On the six-foot Mountain peak, up and down the dubious creek, Where the cockatoos alone should make a row, There the rooster tears his throat, to announce with homely note, That there is no Up the Country for us now.
Where the dingo should be seen, sounds the Army tambourine, While the hardest case surrenders with a vow; And the church-bell, going strong, makes us feel we’ve lived too long, Since there is no Up the Country for us now.
And along the pine-ridge side, where the mallee-hen should hide, You will see some children driving home a cow; Whilst, ballooning on a line, female garniture gives sign, That there is no Up the Country for us now.
Here, in place of emu’s eggs, you will find surveyors’ pegs, And the culvert where there ought to be a slough; There, a mortise in the ground, shows the digger has been round, And has left no Up the Country for us now.
And across this fenced-in view, like our friend the well-sung Jew, Goes the swaggy, with a frown upon his brow, He is cabin’d, cribb’d, confin’d, for the thought is on his mind, That there is no Up the Country for him now.
And the boy that bolts from home has no decent place to roam, No region with adventure to endow, But his ardent spirit cools at the sight of farms and schools, Hence, there is no Up the Country for him now.
Such a settling, spreading curse must infallibly grow worse, Till the saltbush disappears before the plough, But the future, evil-fraught, is forgotten in the thought, That there is no Up the Country for us now.
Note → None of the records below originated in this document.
PR #3403, opened 2026-01-28
[CI] Add path-based triggers for niche workflows

vmoens:
* __->__ #3403
* #3404
* #3402

Make expensive/niche workflows conditional on labels to reduce CI costs:

- docs.yml: Only builds docs on PRs when Documentation or tutorials/ label
  is present. Always builds on push to main/nightly/release.

- benchmarks_pr.yml: Only runs benchmarks when Performance or
  benchmarks/upload label is present. This is expensive (GPU, runs twice).

- test-linux-sota.yml: Only runs SOTA tests when sota-implementations/
  label is present. Always runs on push to main/nightly/release.

Labels are auto-applied by the file-based labeler (auto-labeler.yml) when
relevant files change, so developers don't need to manually add them.

Core library tests (test-linux.yml) continue to run on all PRs since
components are interconnected (e.g., replay buffers affect collectors).


gtnv:
hi @vmoens, is this still planned? if not, would you like to close it?

PR #3442, opened 2026-02-04
[BugFix] Fix shared mem updater with many policies

vmoens:


vmoens (commented):
## Code Review: [BugFix] Fix shared mem updater with many policies

### Summary

This PR fixes a bug in `_make_policy_factory` where a list of policy factories was incorrectly returned as-is instead of using `worker_idx` to select and invoke the correct factory. It also adds comprehensive support for per-worker weight synchronization when distinct policy factories are used.

### Bug Fix ✅

The core bug fix is correct and important:

```python
# Before (bug): returned the sequence directly
if isinstance(policy_factory, Sequence):
    return policy_factory  # Wrong!

# After (fix): uses worker_idx to get and call the correct factory
if isinstance(policy_factory, Sequence):
    policy = policy_factory[worker_idx]()  # Correct!
```

### Issues and Concerns

#### 1. Missing bounds check in `_make_policy_factory`
**File:** `torchrl/collectors/utils.py`

When `policy_factory` is a `Sequence`, there's no validation that `worker_idx < len(policy_factory)`. If `worker_idx >= len(policy_factory)`, this will raise an unhelpful `IndexError`:

```python
if isinstance(policy_factory, Sequence):
    # Consider adding: if worker_idx >= len(policy_factory): raise ValueError(...)
    policy = policy_factory[worker_idx]()
```

#### 2. Potential memory overhead in per-worker mode
**File:** `torchrl/weight_update/_shared.py`

In per-worker mode, device-based deduplication is disabled:

```python
if per_worker:
    # No deduplication - every worker has unique weights
    for worker_idx, weights in params_map.items():
        self._unique_weights.append(weights)
```

For N workers on the same device with model size M, this means O(N×M) memory instead of O(M). This could be significant for large models. Is this intentional? If so, a note in the docstring would help users understand the trade-off.

#### 3. Unnecessary CUDA synchronization for CPU-only setups
**File:** `torchrl/weight_update/_shared.py`, line 219-220

```python
if torch.cuda.is_available():
    torch.cuda.synchronize()
```

This synchronizes even when all tensors are on CPU. Consider checking if any weights are actually on CUDA before synchronizing, or document why unconditional sync is necessary.

#### 4. Identity check for uniform factory detection
**File:** `torchrl/collectors/_multi_base.py`

```python
has_uniform_policy_factory = any(policy_factory) and all(
    f is policy_factory[0] for f in policy_factory
)
```

Using `is` (identity check) rather than `==` (equality) is intentional for detecting replicated factories, but could be surprising to users who provide equivalent but distinct factory objects. Worth documenting this behavior.

#### 5. Early exit optimization for per-worker dict detection
**File:** `torchrl/weight_update/_shared.py`, lines 173-175

```python
if isinstance(weights, dict) and all(
    isinstance(k, int) for k in weights.keys()
):
```

This iterates all keys. For large dicts, consider using a more efficient check:

```python
if isinstance(weights, dict) and weights and isinstance(next(iter(weights.keys())), int):
```

Though this may be premature optimization if the dict is typically small.

### Tests ✅

The new tests are comprehensive and cover:
- `test_make_policy_factory_with_sequence_uses_worker_idx` - Unit test for the bug fix
- `test_multi_collector_with_distinct_policy_factories` - Integration test
- `test_per_worker_weight_sync_with_distinct_factories` - Per-worker weight sync
- `test_per_worker_weight_sync_multiple_workers_update` - Multi-worker updates

### Documentation ✅

The docstring updates in `_base.py` and `_shared.py` clearly document the new per-worker weight update API.

### Overall

The bug fix is solid and the per-worker weight sync feature is well-implemented. The main concern is the memory overhead in per-worker mode which should be documented. The other points are minor improvements.

PR #3459, opened 2026-02-06
[Example] Dreamer: SerialEnv mode and collector compile config

vmoens:
Add two configuration knobs to the Dreamer example:

1. `env.parallel_env_mode` ("parallel" | "serial"): switches the train
   environment between ParallelEnv (uses IPC) and SerialEnv (no IPC
   overhead, better for cheap envs or when GPU contention between
   collector workers degrades throughput). Parallel mode remains the default.

2. `collector.compile` block (enabled, backend, cudagraphs): passes
   compilation settings to MultiCollector via `compile_policy` and
   `cudagraph_policy` kwargs, enabling `torch.compile` + CUDA graphs for
   the policy in collector workers.

### DIFF
--- a/sota-implementations/dreamer/config.yaml
+++ b/sota-implementations/dreamer/config.yaml
@@ -9,6 +9,10 @@ env:
   image_size : 64
   horizon: 500
   n_parallel_envs: 8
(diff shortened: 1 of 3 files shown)


vmoens:
@torchrlbot rebase

PR #3468, opened 2026-02-09
[Refactor] Refactor optimization API for multi-phase optimization

bsprenger:
## Description

Introduce `OptimizationStepper`, an object that encapsulates one full optimization step in the Trainer. This is intended to eventually replace the list-based hook stages for the optimization step.

The Trainer now accepts an optional `optimization_stepper` parameter. The old hook-based optimization API (`OptimizerHook`, `post_loss`, `process_loss`, and `optimizer` hook stages) continues to work but now emits `FutureWarning` messages indicating the API will be removed.

Existing "standard" optimization behaviour is easily preserved by default using the new `DefaultOptimizationStepper`, to allow for easy transition for users to the new API.

## Motivation and Context

The Trainer's optimization loop computes all losses up-front, then runs a single optimizer stage. This works for single-phase algorithms (DQN, simple PPO) where all losses are computed once and a single optimizer step follows.

However, TD3 (and other multi-phase algorithms like SAC with auto-tuned entropy, or some model-based methods) requires a fundamentally different optimization order:

1. Compute **critic loss** from the batch
2. **Step the critic optimizer** (backward + step)
3. Compute **actor loss** using the **now-updated** critic (the actor loss signal depends on the critic parameters that were just updated)
4. **Step the actor optimizer**, but only every N iterations (delayed policy update)

The hard part is the interleaving of loss computations and optimization steps. The existing list-based, sequential optimization hook did not (cleanly) allow for these types of algorithms.

This PR will eventually replace the single optimizer hook with a single `OptimizationStepper` per Trainer, called directly (not via hook dispatch). This allows for much more flexibility in defining the optimization step and can accommodate algorithms like TD3.

For now, this feature is opt-in. Existing behaviour remains the same, as long as an `OptimizationStepper` is not passed explicitly to the trainer.

- [x] I have raised an issue to propose this change #3469

## Types of changes

## Checklist


bsprenger:
I seemingly cannot edit the title to fix the failing PR label CI job 😖

bsprenger:
Thanks @vmoens , makes total sense. I've updated the PR and the description to make this new feature opt-in for now. I think it's along the lines of what you suggest. If the user does not explicitly pass this new feature, the existing behaviour is unchanged.

Let me know if you want me to get a PR ready and waiting for the next phase ("Release 0.{x+1}: change default behaviour")!

And thanks again for your very quick review! 😃

vmoens (approved):
LGTM 
Let's see what the CI says and merge if appropriate

bsprenger:
As far as I can tell, the failing CI job is a just a permissions issue for publishing the benchmark results

PR #3540, opened 2026-03-04
[Refactor] Upgrade to torchcodec for video export

vmoens:

### DIFF
--- a/torchrl/record/loggers/common.py
+++ b/torchrl/record/loggers/common.py
@@ -16,7 +16,13 @@ from torch import Tensor
 from torchrl._utils import implement_for
 
 _has_tv = importlib.util.find_spec("torchvision") is not None
-_has_torchcodec = importlib.util.find_spec("torchcodec") is not None
+try:
+    from torchcodec.encoders import VideoEncoder  # noqa: F401
+
+    _has_torchcodec = True
+    del VideoEncoder
+except Exception:
+    _has_torchcodec = False
 
 
 __all__ = ["Logger"]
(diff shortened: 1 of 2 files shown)


torchrl/record/loggers/common.py
```diff
@@ -5,17 +5,70 @@
...
+    if crf is not None:
+        to_file_kwargs["crf"] = float(crf)
+    if preset is not None:
+        to_file_kwargs["preset"] = preset
+    if pixel_format is not None:
+        to_file_kwargs["pixel_format"] = pixel_format
+    if options:
+        to_file_kwargs["extra_options"] = options
+
+    VideoEncoder(frames=video_array, frame_rate=fps).to_file(filename, **to_file_kwargs)
```
NicolasHug, line 75: [`write_video` ](https://github.com/NicolasHug/vision/blob/4e0198c36f445ac77e950fb027513bb4bfbc9c15/torchvision/io/video.py#L56-L174)from torchvision was a self-contained helper that relied on `pyav`. If you want to avoid having to maintain multiple version of your own `_write_video` with different sets of dependencies for each, you could consider just vendoring `write_video` inside of torchRL 

You'd have a single optional dependency on pyav instead of having an optional dep on both TV and TC, and you wouldn't have to worry about TV's versions either

vmoens: > [write_video ](https://github.com/NicolasHug/vision/blob/4e0198c36f445ac77e950fb027513bb4bfbc9c15/torchvision/io/video.py#L56-L174)from torchvision was a self-contained helper that relied on pyav. If you want to avoid having to maintain multiple version of your own _write_video with different sets of dependencies for each, you could consider just vendoring write_video inside of torchRL

Thanks!

We still use tv's transforms so tv dep is not a big worry. But the point of removing an intermediary makes total sense!

PR #3548, opened 2026-03-06
[Bugfix] Add MPS float64->float32 downcast

bsprenger:
## Description

Add MPS float64 -> float32 downcast in `_default_dtype_and_device()` to prevent crashes when moving specs to MPS device.

MPS does not support float64 tensors. This is a problem e.g. when gymnasium/MuJoCo specs (which use float64) are created on CPU and later moved to MPS via `.to("mps")`, the spec constructors call `torch.full(..., device="mps", dtype=torch.float64)` which raises an error.

The fix adds a guard in `_default_dtype_and_device()` that automatically downcasts float64 -> float32 with a `UserWarning` when the device is MPS.

## Motivation and Context

Gymnasium and MuJoCo environments produce float64 observation/action spaces by default. When a user creates a collector with `env_device="mps"` (e.g., in the a trainer), it will try to move the specs to MPS with float64, and crashes.

The fix prevents this crash by ensuring float64 specs are always downcast to float32 on MPS.

Fixes: #3549

## Types of changes

## Checklist

### DIFF
--- a/test/test_specs.py
+++ b/test/test_specs.py
@@ -4652,6 +4652,15 @@ def _has_mps():
 class TestMPSDtype:
     """Tests that MPS-incompatible dtypes (float64) are downcast to float32 in tensor specs."""
 
+    def test_mps_does_not_support_float64(self):
+        """Assert that MPS still doesn't support float64.
+
+        If this test fails, MPS has gained float64 support and the downcasts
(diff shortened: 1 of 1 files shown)


bsprenger:
@vmoens Thanks for the review, I added a test for that. Thanks!! 😄

PR #3560, opened 2026-03-23
[Performance] Add _skip_maybe_reset flag to bypass auto-reset in step_and_maybe_reset

vmoens:
* #3567
* #3566
* #3565
* #3564
* #3563
* #3562
* #3561
* __->__ #3560

For environments that handle resets internally in _step() (e.g., GPU-batched
auto-resetting envs), the maybe_reset() call in step_and_maybe_reset() is
redundant overhead: it checks done flags, clones tensors, and potentially
calls reset() again. Adding _skip_maybe_reset = True on such envs skips
this entire codepath.

Made-with: Cursor


torchrl/envs/common.py
vmoens, line 1: We don't want that.
The proper way of doing auto-reset with torch compile should be to ALWAYS compute the reset and then mask reset and non-rest in `tensordict_` using torch.where. We should have a toy auto-reset env that we can compile as an example and we should discuss how to make an extension point out of this but we should NOT skip maybe_reset entirely. I would rather make it a no-op if auto-reset is used with the masking I just talked about, or implement the masking in that `maybe_reset` which I would find more natural.

PR #3953, opened 2026-07-08
[CI] Speed up linux unit-test jobs: xdist worksteal parallelism and slimmer container setup

vmoens:
## Motivation

The unit-test workflow's wall clock has grown from ~64 to ~98 min since April, tracking test-suite growth (26,950 to 29,360 collected tests). The structural problem: the five `tests-cpu` jobs each run the full suite **serially** on 48-vCPU `linux.12xlarge` runners (~70 min of pytest each), and `tests-optdeps` does the same on its GPU runner (~87 min - the workflow's critical path). Only the GPU shards use pytest-xdist today.

### Test execution
- **Enable pytest-xdist for the parallelism-friendly bulk of the suite on CPU runners** (the unsharded `all` path used by `tests-cpu`, and shard 1). The multiprocessing-heavy set (`test/envs`, `test_collectors.py` - shard 2's file set) stays serial; on the `all` path it runs as a second serial invocation covering the same union of tests.
- **Switch shard 3 from `--dist loadgroup` to `--dist worksteal`**: there are no `xdist_group` marks in the suite, so loadgroup bought nothing, and worksteal is the right scheduler for a long tail of millisecond tests mixed with a few 60s+ tests (e.g. `TestHydraParsing`).
- **Pin `OMP_NUM_THREADS=1` / `MKL_NUM_THREADS=1` for xdist runs**: with N workers on an N-core runner, letting every torch op fan out to all cores makes workers serialize on thread contention instead of scaling. Serial invocations keep default threading.
- **Raise the per-test timeout to 300s for xdist runs** (serial stays 120s): tests that take ~60s alone can legitimately exceed 120s on a fully loaded machine.
- **optdeps**: split the single 87-min serial run into (1) a `-m 'not gpu'` xdist bulk, (2) a serial multiprocessing-heavy pass, (3) a serial `-m gpu` pass (workers sharing one device could oversubscribe GPU memory). Same union of tests, no overlap. Also: keep going on failure so coverage still combines/uploads, and propagate the exit status at the end (previously `set -e` aborted before coverage upload).
- GPU runners outside shard 3 keep serial execution. `TORCHRL_XDIST=0` restores the previous single-invocation behavior; `TORCHRL_XDIST_WORKERS` overrides `-n auto`.

### Coverage under xdist
xdist's execnet workers are plain subprocesses, invisible to coverage's `concurrency=multiprocessing` (this already silently applied to GPU shard 3). Standard fix: a `coverage_process_startup.pth` in site-packages calling `coverage.process_startup()`, activated by `COVERAGE_PROCESS_START` which `coverage_run_parallel.py` now exports; `coverage combine` then picks up the worker data files.

### Container setup (warm start)
Every job starts from a stock `nvidia/cuda` image and paid for `apt-get upgrade` + `dist-upgrade` of a throwaway container (minutes per job, no test benefit). Dropped in favor of a targeted `--only-upgrade libstdc++6` (the actual reason the dist-upgrade existed: GLIBCXX for torch wheels), and apt installs merged into one pass with `--no-install-recommends`.

## Expected effect

- `tests-cpu`: ~78 min to roughly 25-35 min per job (bulk parallelized across 48 vCPUs; serial envs/collectors remainder ~15 min of it).
- `tests-optdeps` (critical path): ~87 min to roughly 30-40 min.
- A few minutes less setup on every linux job.

The exact numbers need this PR's own CI runs to validate; the per-test timeout bump and thread pinning are there to keep flake risk down under load. If some parallel bulk turns out flaky, `TORCHRL_XDIST=0` on the affected job is an immediate escape hatch.

## Follow-ups (out of scope)

- Prebaked CI docker image with system libs + a warm uv cache (kills the remaining ~5 min setup everywhere, including the libs workflow where robohive/mujoco-playground installs dominate).
- 3-way sharding for CPU jobs if xdist alone does not get them under 30 min.


vmoens:
Superseeded

PR #3959, opened 2026-07-09
[Performance] Memory-map trainer checkpoints on load

theap06:
##Summary: 
- The fix: kwargs.setdefault("mmap", True) in Trainer.load_from_file plus the docstring note
- restoring a checkpoint through TorchRL's default torch backend materializes the entire checkpoint as non-evictable RAM before a single byte reaches the destination
image
image


vmoens (approved):
LGTM thanks!

PR #3966, opened 2026-07-09
[BugFix] Copy tensors in load_state_dict instead of aliasing the source

vmoens:
## Description

Several `load_state_dict` implementations retained caller tensors by reference, aliasing external state into live components. With `Trainer.load_from_file` now defaulting to `torch.load(mmap=True)` (#3959), this pins the checkpoint file mapping for the process lifetime (`PermissionError` on Windows when overwriting the file, unspecified reads if it is rewritten externally) and lets later mutations of the source state dict corrupt the loaded component.

This PR makes `load_state_dict` clone/deepcopy incoming tensors so loaded state is decoupled from the caller's objects, matching `nn.Module.load_state_dict` semantics.

Root cause for the storage paths: `TensorDict.load_state_dict` calls `set(key, item, inplace=True)`, which copies in place for existing keys but assigns by reference for missing ones, so loading onto an empty `TensorDict()` aliased every tensor.

Fixed sites:

- `TensorStorage.load_state_dict`: clone the tensor / TensorDict when loading onto an uninitialized storage. Initialized destinations already copied in place and are unchanged.
- `ListStorage.load_state_dict`: clone tensor elements and the TensorDicts rebuilt from dict elements.
- `CompressedListStorage.load_state_dict`: copy the storage list (cloning tensor entries) and deepcopy the metadata.
- `ConsumingSampler.load_state_dict`: clone `_sample_count`, `_live_mask`, `_free_indices`.
- `SamplerWithoutReplacement.load_state_dict` (also covers `SliceSamplerWithoutReplacement`): clone `_sample_list`.
- `PrioritizedSampler.load_state_dict`: deepcopy the sum/min trees and `_max_priority` (mirroring `state_dict()`), and stop popping keys out of the caller's dict.
- `RewardNormalizer.load_state_dict`: deepcopy loaded values (the reward stats tensors).

Writers were audited as well: they only persist scalar cursors (or raise `NotImplementedError`), so no change is needed. `LazyMemmapStorage` was already safe since its uninitialized paths copy into fresh memmap files.

## Tests

Regression tests added to the existing test files (`test/rb/test_storages.py`, `test/rb/test_samplers.py`, `test/rb/test_rb_core.py`, `test/test_trainer.py`) asserting that mutating the source state dict after loading does not affect the component. All 7 new tests fail without the library fix and pass with it. Also verified end-to-end that a state dict loaded via `torch.load(mmap=True)` no longer shares storage with the checkpoint mapping.

## Checklist

- [x] I have read the CONTRIBUTING document.
- [x] My change requires a change to the documentation: no.
- [x] I have added tests to cover my changes.
- [x] All new and existing tests passed.

## Note on the olddeps CI failure

The `tests-olddeps` (torch 2.1) failure previously visible on this PR (`test_resume_and_resave_replay_buffer` failing with `Unsupported class torch.device` under `weights_only=True`) was a pre-existing `main` breakage from #3959. A version- and platform-aware fix landed on `main` in #3974 and is now merged into this branch; the interim fix that briefly lived here was dropped in favor of it during the merge.

### DIFF
--- a/test/rb/test_rb_core.py
+++ b/test/rb/test_rb_core.py
@@ -937,6 +937,33 @@ class TestReplayBufferConsumption:
         assert write_index.tolist() == consumed.tolist()
         assert rb2.storage.get(write_index).tolist() == [100, 101]
 
+    def test_replay_buffer_consume_load_state_dict_decouples_from_source(self):
+        # loading a state dict must clone the incoming tensors so that
+        # mutating the source afterwards does not corrupt the sampler state
+        # (e.g. tensors mmap-backed by torch.load(mmap=True))
+        rb = ReplayBuffer(
+            storage=LazyTensorStorage(5),
+            batch_size=2,
+            consume_after_n_samples=1,
+        )
+        rb.extend(torch.arange(5))
+        rb.sample()
+
+        sampler_sd = rb.sampler.state_dict()
+        sampler2 = ConsumingSampler()
+        sampler2.load_state_dict(sampler_sd)
+
+        before_count = sampler2._sample_count.clone()
+        before_mask = sampler2._live_mask.clone()
+        sampler_sd["_sample_count"].fill_(42)
+        sampler_sd["_live_mask"].fill_(False)
+        assert (sampler2._sample_count == before_count).all()
+        assert (sampler2._live_mask == before_mask).all()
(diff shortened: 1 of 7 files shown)


theap06:
@vmoens thanks

PR #3968, opened 2026-07-09
[Test] Skip PPO vecnorm checkpoint roundtrip test without a gym backend

vmoens:
## Description

`test/test_render.py::TestSotaCheckpointFactories::test_ppo_vecnorm_checkpoint_roundtrip` fails deterministically on main's push CI in the tests-optdeps job and the Windows unittests job with:

```
ModuleNotFoundError: Supported version of 'torchrl.envs.libs.gym.GymEnv._set_gym_args' has not been found.
```

Those jobs install neither gym nor gymnasium. The test builds a `GymEnv("CartPole-v1")` via the PPO sota-implementations `make_env` factory but, unlike its siblings in `TestSotaCheckpointFactories`, carries no gym-backend skip guard. With no backend installed, `implement_for` dispatch on `_set_gym_args` fails in `GymEnv.__init__` before `_build_env` can raise its friendlier "gym not found" error.

The `implement_for` version ranges on `_set_gym_args` are exhaustive, and the test passes in the tests-cpu jobs, so this is purely a missing skip guard rather than a dispatch or version-range bug.

## Fix

Add a `skipif` guard that skips the test when neither gym nor gymnasium is importable. The guard accepts either backend because tests-olddeps runs the test with only `gym==0.13` (no gymnasium) and passes, so guarding on gymnasium alone would regress coverage there.

### DIFF
--- a/test/test_render.py
+++ b/test/test_render.py
@@ -49,6 +49,7 @@ from torchrl.render.mujoco_wasm import extract_qpos_trajectory
 from torchrl.render.video import compose_frame_grid, normalize_frame_output
 
 _has_pil = importlib.util.find_spec("PIL") is not None
+_has_gym = importlib.util.find_spec("gym") is not None
 _has_gymnasium = importlib.util.find_spec("gymnasium") is not None
 _has_pygame = importlib.util.find_spec("pygame") is not None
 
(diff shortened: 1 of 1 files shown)


vmoens:
Superseded by #3962, which landed the same skip guard (plus a guard on the DQN factory test) on main.

PR #3986, opened 2026-07-10
[Performance] Add Collector.clone_data to skip yield clones

theap06:
## Summary: 
- added a clone_data field to the collectors to prevent redundant clones 
- each yield is still a clone so successive batches do not alias the collector’s in-place rollout buffer.
- return_same_td=True still takes precedence; attaching replay_buffer= remains the preferred zero-clone path for off-policy loops.

### DIFF
--- a/test/test_collectors.py
+++ b/test/test_collectors.py
@@ -5297,6 +5297,108 @@ class TestCollectorRemoteHelpers:
             collector.shutdown()
 
 
+class TestCollectorCloneData:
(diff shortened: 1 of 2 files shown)


vmoens (commented):
Thanks! I find this confusing, it's basically the same as the return_same_td arg, and it's not obvious when using one or the other. 
The collector constructor is quite loaded already so if we could spare one additional arg I'd rather take that.
Can you explain why this is needed?

PR #3990, opened 2026-07-13
[BugFix] Restore sampler state in SliceSampler subclasses

theap06:
## Summary: 
- SliceSampler defines its persistence methods as no-ops because its own state is a rebuildable cache. 
- In the multiply-inherited subclasses SliceSampler comes first in the MRO, so those no-ops shadow the co-parent's real implementations. 
- Both subclasses already work around this for some methods, and each misses others.


vmoens (approved):
LGTM thanks!

PR #4008, opened 2026-07-15
[Performance] Write large ParallelEnv rollouts directly

vmoens:
## Summary

- let buffered, same-device `ParallelEnv` return internal shared-memory views to a registered collector
- write root and `next` values directly into their final rollout time slices instead of cloning in `ParallelEnv` and stacking afterward
- hand single collectors a fresh owning allocation, preserving returned-batch immutability without a final clone
- gate the path to tensor-only payloads of at least 256 KiB per batched step; smaller and unsupported cases retain the existing path

## Local benchmarks

Apple Silicon results for `Collector(ParallelEnv(4, ...), compact_obs=True)`, 128 frames per batch, compared with `origin/main` at `808b0ac`:

| Observation per environment | main median | stack median | change |
| --- | ---: | ---: | ---: |
| 256 KiB | 6.10 ms | 5.60 ms | -8.3% |
| 1 MiB | 11.10 ms | 7.39 ms | -33.4% |

Linux benchmark CI is enabled on this PR and is the authoritative performance check.

## Test plan

- `pytest test/test_collectors.py -k 'parallel_env_direct_output or multisync_parallel_env_direct_output'`
- `pytest test/envs/test_parallel.py -k 'compact_collector or direct_collector'`
- `pytest test/test_collectors.py::TestCollectorRB::test_parallel_env_with_multi_collector_and_replay_buffer`
- `pytest test/test_collectors.py::TestHeterogeneousEnvsCollector`
- `pytest benchmarks/test_collectors_benchmark.py::test_parallel_env_compact_obs --benchmark-only`

* __->__ #4008
* #4007
* #4006

### DIFF
--- a/test/envs/test_parallel.py
+++ b/test/envs/test_parallel.py
@@ -122,6 +122,28 @@ class TestParallel:
         finally:
             env.close(raise_if_closed=False)
 
+    def test_direct_collector_borrows_step_output(self, maybe_fork_ParallelEnv):
+        class DirectCollector:
+            _compact_next_keys = ()
+            _write_env_output_directly = True
+
+        env = maybe_fork_ParallelEnv(2, CountingEnv, use_buffers=True)
+        collector = DirectCollector()
+        env.register_collector(collector)
+        try:
+            data = env.rand_action(env.reset())
+            step, post_reset = env.step_and_maybe_reset(data)
+            assert (
+                step.get(("next", "observation")).data_ptr()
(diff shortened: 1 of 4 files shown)


vmoens:
Closing this layer because the Linux benchmark did not show a repeatable gain. The CPU run was -5.4% at 256 KiB and +1.8% at 1 MiB, while the GPU-hosted run was -15.4% at 1 MiB. The borrowed-buffer lifetime complexity is not justified by those results; the lower copy-elision changes remain in the stack.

We must do a steady shift, and devote our minds to thrift, Till we reach at length the standard of the Chow, For we’re crumpled side by side in a world no longer wide, And there is no Up the Country for us now.
Better we were cold and still, with our famous Jim and Bill, Beneath the interdicted wattle-bough, For the angels made our date five-and-twenty years too late, And there is no Up the Country for us now.